Jan. 12th, 2013

zyada: (self)
Banning assault rifles is not going to solve the problem, and here's why.  Someone who is intent on hurting others will find a way to do it, no matter what.

Consider that of two of the largest mass murders in U.S. history, one utilized fertilizer and the other one used planes.  You don't need an assault rifle, or even a gun to kill lots and lots of people, just the will to do it and enough knowledge to make it happen.  

And banning assault rifles will do nothing about the hundreds (probably more than a thousand) of children who die every year from child abuse.

But before my pro-gun friends get too smug, arming more people is not the answer, either.  See sentence 2 in paragraph 2.

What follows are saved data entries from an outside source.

PR #190, opened 2016-12-22
Tbkka JSON decoder simplification

tbkka:
This combines the decoder simplification work I recently did for Text decoding with @allevato's work on JSON performance.

It drops 250 lines of code, eliminates quite a few structs and should generally make the code easier to follow.


tbkka:
Specifically, this builds on @allevato's work in #168.

tbkka:
Compared to master, this is:
  * About 60k smaller dylib (after stripping)
  * About 1k smaller harness (after stripping)
  * Almost identical performance (within a few percent)

Sources/SwiftProtobuf/JSONDecoder.swift
```diff
@@ -10,148 +10,517 @@
...
-/// pushback and convenience functions for iterating over complex
-/// structures.
+/// Note: Only `init(json:)` and `nextToken()` are public (they're used
+/// by the test harness and @testable breaks release builds at this writing).
+/// The rest is `private` where possible.
 ///
-public struct JSONDecoder {
-    private var scanner: JSONScanner
-    public var complete: Bool {return scanner.complete}
+public class JSONDecoder {
```
allevato: From a general parsing-theory point of view, I actually prefer having the tokenizer/scanner be a separate type from the parser/decoder. It just looks now like this file is as long as the Decoder/Scanner together were previously, and I'd be surprised if there were any performance advantages by merging them—were there?

Sources/SwiftProtobuf/ProtoNameProviding.swift
```diff
@@ -36,6 +36,14 @@ public protocol ProtoNameProviding {
...
   /// extension sets for names as well.
   func _protobuf_fieldNumber(forProtoName name: String) -> Int?
+
+  /// Returns the field number for the field with the given json name.
+  ///
+  /// The default implementation looks up the field in the static name map,
+  /// which is sufficient for proto3. For proto2 extensions, making this an
+  /// instance method allows generated messages to override it and ask their
+  /// extension sets for names as well.
+    func _protobuf_fieldNumber(forJSONName name: String) -> Int?
```
allevato: Nit: Indentation is off here.

Sources/SwiftProtobuf/ProtoNameProviding.swift
```diff
@@ -36,6 +36,14 @@ public protocol ProtoNameProviding {
   /// instance method allows generated messages to override it and ask their
   /// extension sets for names as well.
   func _protobuf_fieldNumber(forProtoName name: String) -> Int?
+
+  /// Returns the field number for the field with the given json name.
+  ///
+  /// The default implementation looks up the field in the static name map,
+  /// which is sufficient for proto3. For proto2 extensions, making this an
```
allevato: The comment about proto2 extensions doesn't apply for JSON.

tbkka: Good point.

This implies that there should not be any reason to override this lookup.

tbkka: Fixed comment.

Sources/SwiftProtobuf/ProtoNameProviding.swift
tbkka: Fixed indentation.

Sources/SwiftProtobuf/JSONDecoder.swift
tbkka: Combining the types eliminates some of the creation of FieldDecoder objects along the way.  That didn't provide any performance gains (the FieldDecoder structs were mostly just wrappers around a scanner reference), but did clean up some of the code a bit.

The file is a little bit shorter due to the removal of the extra `FieldDecoder` types.

Sources/SwiftProtobuf/ProtoNameProviding.swift
allevato: > This implies that there should not be any reason to override this lookup.

Indeed! That means you can actually remove this method entirely and just have its callers access the static `_protobuf_fieldNames` mapping directly. That would prevent the method from being overridden (say, by an extension). It's unlikely someone would do that, but it would be safer to forbid it.

PR #192, opened 2016-12-22
Perf tweaks

tbkka:
@allevato:  What do you think of these two changes?

### DIFF
--- a/Performance/perf_runner.sh
+++ b/Performance/perf_runner.sh
@@ -106,10 +106,14 @@ function run_harness_and_concatenate_results() {
     "$language": {
 EOF
 
+  echo "Running $language test harness alone..."
+  sleep 3
+  DYLD_LIBRARY_PATH="$script_dir/_generated" "$harness" "$partial_results"
+  sleep 3
+
   echo "Running $language test harness in Instruments..."
   instruments -t "$script_dir/Protobuf" -D "$results_trace" \
-      "$harness" -e DYLD_LIBRARY_PATH "$script_dir/_generated" \
-      "$partial_results"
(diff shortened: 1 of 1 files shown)


Performance/perf_runner.sh
```diff
@@ -34,7 +34,7 @@ readonly script_dir="$(dirname $0)"
 
 # Change this if your checkout of github.com/google/protobuf is in a different
 # location.
-readonly GOOGLE_PROTOBUF_CHECKOUT="$script_dir/../../protobuf"
+readonly GOOGLE_PROTOBUF_CHECKOUT=${GOOGLE_PROTOBUF_CHECKOUT:-"/Users/tkientzle/projects/protobuf"}
```
allevato: Well, this one only applies to your system ;)

Performance/perf_runner.sh
```diff
@@ -106,10 +106,14 @@ function run_harness_and_concatenate_results() {
     "$language": {
 EOF
 
+  echo "Running $language test harness alone..."
+  sleep 3
+  DYLD_LIBRARY_PATH="$script_dir/_generated" "$harness" "$partial_results"
```
allevato: +1, this is probably the right thing to do. It likely won't affect the comparative nature of the timings, but it'll give us truer absolute numbers.

Performance/perf_runner.sh
tbkka: Oops.  Fixed the default here.

tbkka:
I didn't really look at the Instruments overhead.  What I noticed rather was that the variability was really high.  Before this, for example, I might see most samples were 0.1s but one would be ~15s.  After this, I still see some outliers but nothing of quite that magnitude any more.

More specifically, while argument #1 will inspire people to find new ways of killing, this argument will simply make killers be more prepared for return gunfire.  And the killer has one very distinct advantage - they know what they are going to be doing, and no one else does.   Consider the Tower shootings at UT Austin in 1966 (http://en.wikipedia.org/wiki/Charles_Whitman) How would having a gun have helped you if you had been there?  Then there was the guy who shot up Fort Hood, in the middle of a military base filled with people with guns.  He still managed to kill 13 people.

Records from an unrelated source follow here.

PR #195, opened 2017-01-05
Performance: Use UnicodeScalarView for text decoding

tbkka:
This applies the same techniques to the text decoder
that @allevato developed in #168 for the JSON decoder.

This seems to improve text decoder performance by an additional
40-60% compared to the previous code.  We're now about 4x-5x
slower than C++ instead of 7x-8x slower.

### DIFF
--- a/Sources/SwiftProtobuf/TextDecoder.swift
+++ b/Sources/SwiftProtobuf/TextDecoder.swift
@@ -26,7 +26,7 @@ public struct TextDecoder {
     public var complete: Bool {return scanner.complete}
 
     internal init(text: String, extensions: ExtensionSet? = nil) {
-        scanner = TextScanner(text: text, tokens: [], extensions: extensions)
+        scanner = TextScanner(text: text, extensions: extensions)
     }
 
     internal init(scanner: TextScanner) {
--- a/Sources/SwiftProtobuf/TextScanner.swift
+++ b/Sources/SwiftProtobuf/TextScanner.swift
@@ -15,94 +15,22 @@
 import Foundation
 import Swift
 
-private func parseIdentifier(prefix: String, scalarGenerator: inout String.UnicodeScalarView.Generator) -> String? {
-    var result = prefix
-    var previousScalarGenerator = scalarGenerator
-    while let c = scalarGenerator.next() {
-        switch c {
-        case "a"..."z", "A"..."Z", "0"..."9", "_":
-            result.append(String(c))
-            previousScalarGenerator = scalarGenerator
-        default:
-            scalarGenerator = previousScalarGenerator
-            return result
-        }
-    }
-    return result
-}
-
-/// Parse the rest of an [extension_field_name] in the input, assuming the
-/// initial "[" character has already been read (and is in the prefix)
-/// This is also used in Any for the typeURL, so we include "/", "."
-private func parseExtensionIdentifier(prefix: String, scalarGenerator: inout String.UnicodeScalarView.Generator) -> String? {
-    var result = prefix
-    if let c = scalarGenerator.next() {
-        switch c {
-        case "a"..."z", "A"..."Z":
-            result.append(String(c))
-        default:
-            return nil
-        }
-    } else {
-        return nil
-    }
-    while let c = scalarGenerator.next() {
-        switch c {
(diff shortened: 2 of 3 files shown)


tbkka:
Observation:  An interesting experiment would be to try reworking the text decoder to use the UTF-8 form instead of the UnicodeScalars form.  It's not a trivial translation and I have no idea what the perf impact would be (probably minor, but hard to tell for sure without trying).  Fortunately, all the special characters are ASCII, so you can avoid most of the usual headache of tracking code point boundaries in UTF-8.

allevato:
I considered whether UTF-8 would be better when I did the JSON decoder work, but I think it would end up performing strictly worse. The work I did on that (and the discovery that `Character` performs surprisingly poorly) inspired me to do some deeper analysis and blog about it (shameless self promotion): https://medium.com/@tonyallevato/strings-characters-and-performance-in-swift-a-deep-dive-b7b5bde58d53

To summarize, the `_StringCore` class that provides the backing storage for `String` can store text in either 7-bit ASCII (treating the buffer as bytes) or UTF-16 code units (treating the buffer as 16-bit ints). `UnicodeScalarView` is very fast, because:

* If the backing store contains ASCII, they can be cheaply widened to their corresponding 32-bit `UnicodeScalar` values. If the backing store contains UTF-16, converting to `UnicodeScalar` also involves simple integer widening in the vast majority of cases (non-surrogate code units are 95% of the code space); for surrogates, it only has to look one code unit ahead and do simple bit-math to convert it.
* As such, `UnicodeScalarView.Index` is very simple, and the traversal operations like `index(after:)` are fast—as is taking slices.

For `UTF8View`, there are some optimizations that let it take faster code paths when the underlying buffer is known to be ASCII, but in order to keep the implementation mostly unified, it does some memory shuffling to make it work. Essentially it decodes at most 8 bytes worth of UTF-8 from the underlying buffer at a time (using a `UInt64` as a fast "chunk" to avoid repeated allocations): if the buffer is ASCII, it does a simple `memcpy` into the chunk, but if it contains UTF-16, it has to transcode it. So even in the ASCII case, the logic is much more complex.

Then, another problem is that we don't know what the underlying `_StringCore`'s representation will be—any string we hand it *could* be ASCII or *could* be UTF-16, and if it's the latter, `UTF8View` will perform much more poorly compared to `UnicodeScalarView`.

And there's another catch: in addition to ASCII and UTF-16 data, `_StringCore` also supports using a Cocoa buffer for the `NSString` bridging case. AFAIK, those buffers are always UTF-16 because `NSString` stores its data with the Objective-C `unichar` type. So if someone passes our decoder a string that was obtained from a Foundation API on an Apple platform, we *definitely* lose the fast path for UTF-8.

thomasvl:
Re: ObjC NSStrings - there was a change a few years ago to let them be UTF8 also, but I think that was mainly for constant strings.

In the JSON case, I'd expect most folks to actually send UTF8 over the wire, so there likely wouldn't be a transform needed unless it happens when making a String out of it.

Which actually brings up and interesting question, does it make sense to have a JSON parsing api that takes a Data?  That way something like gRPC could take the raw bytes off the wire, make a Data, and just feed that for parsing instead of taking the hit to convert it to a String first?  In the past I've relied on NSString's initWithBytesNoCopy:length:encoding:freeWhenDone: to do stuff like this without extra copies, but maybe we can wrap it up nicely?

allevato:
Having a `Data` parsing path is an interesting idea. That could end up with performance savings in places we aren't currently measuring—outside the parsing code itself—because if file/stream APIs hand users `Data` to begin with, they wouldn't have to do potentially costly `Data` <-> `String` conversions.

If we did that, we wouldn't want to have two completely different code paths. IMO, `UTF8View` is still going to yield strictly poorer performance than `UnicodeScalarView` just by looking at the implementations of both types. So then the question becomes, can we create an efficient `StringOrData` abstraction (with a similar abstraction for its indices) that we could wrap either one in, hand that off to the decoder, and have the decoder do the right thing in both situations, and would the performance improvements from working with just `Data` be worth it? Maybe—it would be an interesting problem to solve.

thomasvl:
The downside of having `Data` interfaces is we can no longer assume valid UTF8, so validation becomes our problem.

Before I go on to my next point, I want to clarify something about myself.  I don't own any guns, and don't want to.  I don't object to banning guns based on the 2nd amendment either.  I object, because I believe it violates the spirit of a more fundamental right - the right to be considered innocent until proven guilty.  

Now both of these proposals share one trait - neither require the person making the proposal to give anything up.   And that is what needs to change.

Until people are willing to make a true sacrifice, to give up something that they value, we will never even reduce this problem (I have no hope of eliminating violence - it's too ingrained into our psyche.)  We each need to look at the groups we belong to, not the groups we don't belong to; to the things we do, not the things we don't do.  

What do I think?  I saw some themes when I was looking these events up:  domestic abuse, bullying and suicide.   I think that in some way, these events are perhaps an unrecognized form of suicide; an extension of the murder-suicide events that have become so prevalent.  What I think will reverse this trend is not gun control, but those who are working toward ending domestic violence, bullying and suicide.